CMP: Rs680                                        Target Price: Rs720


n     Robust revenue growth (up 18% YoY) and strong operating performance (up by 19%) resulted in 30% growth in APAT
n     Strong revenue growth was driven by 19% growth in domestic branded formulation business and 41% growth in the US
n     Management has re-iterated its revenue guidance of US$1bn for FY11E and domestic growth to sustain at 15% level
n     Maintain earning estimates; Downgrade to Accumulate


Domestic formulation and US business aided 18% revenue growth
Revenue for the quarter grew in line with our expectations by 18% to Rs11.2bn, driven
by a) 41% growth in US, b) 27% growth in Latam, c) 54% growth in Hospira JV and d)

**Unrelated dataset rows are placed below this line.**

PR #1389, opened 2024-08-08
OP-1324: remove unused code

dbmalkovsky:
See OP-1324

Sorry the test class was added by accident; it is OK and would have been pushed soon anyway. :smirk:


dbmalkovsky:
Seems like there is an expectation that the export to CSV will be added; closing this PR.

PR #1390, opened 2024-08-20
OP-1187 | Add function for printing inventory repport

loique70:


src/main/java/org/isf/stat/manager/JasperReportsManager.java
```diff
@@ -1097,4 +1099,37 @@ private static Date toDate(LocalDate localDate) {
 		return Optional.ofNullable(localDate).map(t -> Date.from(t.atStartOfDay().atZone(ZoneId.systemDefault()).toInstant())).orElse(null);
 	}
 
-}
+	public JasperReportResultDto getInventoryReportPdf(MedicalInventory inventory, String jasperFileName, int printQtyReal) throws OHServiceException {
+		try {
+			HashMap<String, Object> parameters = new HashMap<>();
```
dbmalkovsky:
```suggestion
			Map<String, Object> parameters = new HashMap<>();
```
The definition of the variable should use the interface not the concreate class.

src/main/java/org/isf/stat/manager/JasperReportsManager.java
```diff
@@ -1097,4 +1099,37 @@ private static Date toDate(LocalDate localDate) {
...
+			parameters.put("City", hosp.getCity());
+			parameters.put("Email", hosp.getEmail());
+			parameters.put("Telephone", hosp.getTelephone());
+			parameters.put("inventoryId", String.valueOf(inventory.getId()));
+			parameters.put("inventoryReference", inventory.getInventoryReference());
+			parameters.put("inventoryStatus", status != null ? status : inventory.getStatus());
+			parameters.put("printQtyReal", printQtyReal);
+
+			LocalDateTime inventoryDateTime = inventory.getInventoryDate();
+			DateTimeFormatter formatter = DateTimeFormatter.ofPattern("dd/MM/yyyy");
```
dbmalkovsky: Why did you not use the static variable defined at line 89?

loique70: I have not make the remark for this variable declaration thanks.

src/main/java/org/isf/stat/manager/JasperReportsManager.java
loique70: Thank you.

src/main/java/org/isf/stat/manager/JasperReportsManager.java
```diff
@@ -49,6 +49,8 @@
 import org.isf.generaldata.MessageBundle;
 import org.isf.hospital.manager.HospitalBrowsingManager;
 import org.isf.hospital.model.Hospital;
+import org.isf.medicalinventory.model.InventoryStatus;
```
mwithi, line 52: this import seems not used in the code

src/main/java/org/isf/stat/manager/JasperReportsManager.java
```diff
@@ -1097,4 +1099,37 @@ private static Date toDate(LocalDate localDate) {
...
+	public JasperReportResultDto getInventoryReportPdf(MedicalInventory inventory, String jasperFileName, int printQtyReal) throws OHServiceException {
+		try {
+			Map<String, Object> parameters = new HashMap<>();
+			Hospital hosp = hospitalManager.getHospital();
+			String status = MessageBundle.getMessage(inventory.getStatus());
+			parameters.put("Hospital", hosp.getDescription());
+			parameters.put("Address", hosp.getAddress());
+			parameters.put("City", hosp.getCity());
+			parameters.put("Email", hosp.getEmail());
+			parameters.put("Telephone", hosp.getTelephone());
```
mwithi, line 1111: For this you can use `getHospitalParameters()` method

src/main/java/org/isf/stat/manager/JasperReportsManager.java
```diff
@@ -1097,4 +1099,37 @@ private static Date toDate(LocalDate localDate) {
 		return Optional.ofNullable(localDate).map(t -> Date.from(t.atStartOfDay().atZone(ZoneId.systemDefault()).toInstant())).orElse(null);
 	}
 
-}
+	public JasperReportResultDto getInventoryReportPdf(MedicalInventory inventory, String jasperFileName, int printQtyReal) throws OHServiceException {
+		try {
+			Map<String, Object> parameters = new HashMap<>();
+			Hospital hosp = hospitalManager.getHospital();
+			String status = MessageBundle.getMessage(inventory.getStatus());
```
mwithi, line 1106: This cannot work, the `inventory.getStatus()` is not a bundle key but just a string from `enum InventoryStatus`.
If you want to have its translation I think we have to add some method in the `MedicalInventoryManager`.
I think that in the same way we could also add the `enum InventoryType`

```suggestion
			String status = inventory.getStatus();
```

mwithi (changes requested):
Please see suggestions

mwithi:
Closing for new PR on the way

PR #1391, opened 2024-08-22
OP-1309 | Create endpoints for CRUD on GroupPermissions

SilverD3:
See OP-1309


src/test/java/org/isf/menu/TestPermission.java
```diff
@@ -0,0 +1,30 @@
+package org.isf.menu;
```
dbmalkovsky, line 22: Missing license header.

src/main/java/org/isf/menu/manager/UserBrowsingManager.java
```diff
@@ -172,9 +172,8 @@ public void resetFailedAttempts(User user) {
 	 * Lock the {@link User} from logging into the system.
 	 *
 	 * @param user the {@link User}
-	 * @throws OHServiceException
 	 */
-	public void lockUser(User user) throws OHServiceException {
+	public void lockUser(User user) {
```
dbmalkovsky: Why are you removing the `throws`?   Please read the code where the `ioOperations` class is annotated with `@TranslateOHServiceException` which uses `OHServiceExceptionTranslator` to wrap calls to the database using `Aspects` to catch and rethrow new exceptions.   Please review all the cases where you've removed the `throws` clause.  Thanks.

dbmalkovsky: Also check any new methods you added that don't currently include the `throws` clause.

SilverD3: My IDE (IntelliJ Idea) is removing them when I use the auto-clean feature, because it determines that this exception is not thrown by the method concerned. I will pay attention to this so that these Exceptions are no longer removed. 

I do not understand why we add OHServiceException on methods that do not explicitly throw this exception.
When I call a JpaRepository method like save(), all kinds of exceptions can be thrown like DataIntegrityViolationException, InvalidDataAccessResourceUsageException,..., it is not for that reason that I add all these exceptions in the signature of the method in question, but those exceptions are still raised when they're thrown by JpaRepository.

mwithi: @SilverD3 we add `throws OHServiceException` so callers know about it and they can catch and handle them, make sense to you?

SilverD3: Yeah! I see

SilverD3:
I think this PR is ready to be merged

src/main/java/org/isf/menu/manager/UserBrowsingManager.java
mwithi: So are you going to restore them?

SilverD3: Already!

mwithi: what do you mean?

SilverD3: I was saying that I already restored them. I was asking the question just to understand.

mwithi: I'm asking because I see they are still removed on lines 188, 197 and 212 in the latest commit

SilverD3: Oh sorry. I missed those ones. Thanks! It's okay now

mwithi (approved):
LGTM. Thanks a lot!

PR #1394, opened 2024-08-29
OP-1295: Testing Coverage Improvements for UTILS module

dbmalkovsky:
See OP-1295

The overall coverage rate for the package is 81%.  Not every subpackage meets the 80% threshold and getting there is almost impossible.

19% growth in domestic branded formulations. The growth in the US business was
driven by strong uptake in the existing products and the generic launch of Divalproex
XR. The domestic formulation growth was mainly driven by strong growth in chronic
segments such as CVS and respiratory portfolio, encouraging response of H1N1
vaccine and introduction of 20 new products. Management has indicated that the growth
in the domestic formulation business is likely to be sustained at 15% level. European
generic business registered 11% growth in revenues (in spite of Euro depreciation) on
account of strong traction in France. The Lat Am business was led by 27% growth in
formulation in Brazil to Rs584mn. Hospira revenues grew 54% as Cadila commenced
shipments of Docetaxel this quarter (PAT contribution of Rs134mn). Going forward,
company expects much higher revenues from Hospira JV on the back of new launches
in US market from Q3FY11E onwards. Nycomed JV reported a decline of 21% to
Rs164mn. We expect ramp-up in Nycomed JV to materialize post the commencement
of operations at its Navi Mumbai facility (most likely by Q1FY12).